For Western medicine in particular, healthcare professionals are trained to focus on any objective evidence or signs of injury. An example of this is seen in a study of nurses: The results revealed that the nurses would incorrectly expect their patients to have elevated vitals, expressions of pain, or some evidence of pain when the patients reported moderate to severe pain. In this instance, because no such pain is clearly evidenced, the nurse might make the mistake of assuming the patient is lying or exaggerating. In another example, womxn are more likely to be inadequately treated by a healthcare professional, at least initially, because they will lower the importance of a womxn’s self-report of pain along with any emotional or psychological pain contributors, while instead making their primary focus any objective evidence of pain.

This model of emphasizing objective (biological!) indicators of pain simply overshadows and deemphasizes womxn’s subjective, experiential self-reports. Based on literature on womxn’s healthcare, womxn’s “subjective experiences of illness and treatment are frequently ignored.” An adequate medical model, therefore, would instead be to refrain from assumptions about the patient’s behavior and simply classify the patient as a credible reporter of their own pain so as to avoid the possibility of undertreatment or misdiagnosis.

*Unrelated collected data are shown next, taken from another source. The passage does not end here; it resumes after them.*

PR #5652, opened 2021-05-12
DHFPROD-7333: No longer scaffolding default users

rjrudin:
### Description

For test purposes, now creating test-flow-developer and test-flow-operator. 

Note that this is only affects scaffolding; existing projects will still have these files in their filesystems, and it's up to the user whether to keep them or not. 

#### Checklist: 
```diff
- Note: do not change the below
```

-  ##### Owner:

- [x] Added Tests
  

- ##### Reviewer:

- [x] Reviewed Tests


srinathgit (commented):
mlUser in gradle.properties file in both marklogic-data-hub and ml-data-hub-plugin project is still "flow-developer". Since we are not creating those users, wouldn't that result in some test failures ?

rjrudin:
@srinathgit  I'm looking into that - I think many of those properties aren't used and can be removed; I think we only need mlUsername/mlPassword in marklogic-data-hub/build.gradle set to admin to support deploying the test app and running mlWatch.

rjrudin:
Fixed one test failure - GetProjectFilesAsZipTest was still expecting the user files to exist.

ryanjdew (approved):

srinathgit (approved):

PR #5656, opened 2021-05-13
DHFPROD-7256: Fixing custom rewriter for jobs app server

rjrudin:
### Description

The rewriter is now created based on the OOTB rewriter plus the custom routes needing for the trace-ui app. Was able to remove code that chose whether or not to use a version 9 or version 10 copy of the rewriter. 

#### Checklist: 
```diff
- Note: do not change the below
```

-  ##### Owner:

- [x] Added Tests
  

- ##### Reviewer:

- [x] Reviewed Tests


rjrudin:
Recreated this as a bunch of tests were failing due to Unauthorized errors, which could be because the parallel test support was failing somehow. Not sure what's up yet.

ryanjdew (approved):

akshaysonvane (approved):

PR #5657, opened 2021-05-13
DHFPROD-7179:Ensure mapping step respects 'targetCollectionsAdditivity' option

srinathgit:
### Description
Ensure mapping step respects 'targetCollectionsAdditivity' option
#### Checklist: 
```diff
- Note: do not change the below
```

-  ##### Owner:

- [x] Added Tests
  

- ##### Reviewer:

- [x] Reviewed Tests


marklogic-data-hub/src/main/resources/ml-modules/root/data-hub/5/builtins/steps/mapping/entity-services/main.sjs
```diff
@@ -102,6 +102,11 @@ function main(contentSequence, options, stepExecutionContext) {
           entityName = lib.getEntityName(fn.string(currentRelatedMapping.targetEntityType));
           entityContext = createContextForRelatedEntityInstance(currentRelatedMapping);
         }
+
+        if(content.context && content.context.originalCollections){
```
rjrudin, line 106: I think this should be done in the createContextForRelatedEntityInstance function, as doesn't it only apply for a related entity mapping?

marklogic-data-hub/src/main/resources/ml-modules/root/data-hub/5/builtins/steps/mapping/entity-services/main.sjs
```diff
@@ -111,7 +116,8 @@ function main(contentSequence, options, stepExecutionContext) {
           }
           entityContent["value"] = entityInstance.value;
           entityContent["uri"] = buildUri(entityInstance, entityName, outputFormat);
-          entityContent = validateEntityInstanceAndBuildEnvelope(doc, entityContent, entityContext, entityModel, outputFormat, options);
+          //Create a new context object for every instance generated by a mapping
```
rjrudin, line 119: This comment is a little confusing because it only applies to a little bit of the code in the next line. I think it'd be better to do something like this:

```
const entityInstanceContext = Object.assign({}, entityContext);
entityContent = validateEntity...
```

Then I don't think you need a comment because it's clear that each entity instance needs its own context. 

That makes me wonder then if "entityContext" needs a more self-documenting name - perhaps entityTypeContext, or entityContextTemplate, or initialEntityContext?

rjrudin (changes requested):

rjrudin (approved):

ryanjdew (approved):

Finally, the current consensus of research indicates that womxn receive less total treatment for their pain than men. Given that the majority of research for this topic indicates that womxn experience pain more frequently, womxn are more sensitive to pain, and womxn are more likely to report pain, there is no good answer for why womxn are not treated at least as much and as thoroughly as men. The difference in treatment stems from assumptions and/or biases about men and womxn in terms of their pain sensitivity and/ or the credibility given to a womxn’s self-report of pain. Furthermore, the subjective nature of pain undermines both credibility and communicated pain levels resulting in less adequate treatments.

In order to solve the issue of self-reporting pain and questioning a patient’s credibility, future research is beginning to explore and develop diagnostic techniques in order to verify and validate a patient’s report of pain. Until such a time as pain can truly be “measured,” the fact that pain perception is influenced by psychosocial and cultural factors make a patient’s self report of their pain the most accurate to diagnose. It is important to acknowledge the existence of psychological and emotional pain contributors as opposed to solely biological, and it is essential this can be applied to males as well in order to derail the inevitable societalization of children that continues to promote old stereotypes. It is necessary to educate healthcare professionals in order to rid the medical community of assumptions, biases, and a lack of knowledge of gendersensitive treatments due to ignorance. Overall, a fair and adequate method to treat pain must first recognize that men and womxn can have different needs for their treatment, and then develop into a sex-specific, gender-sensitive pain management treatment method.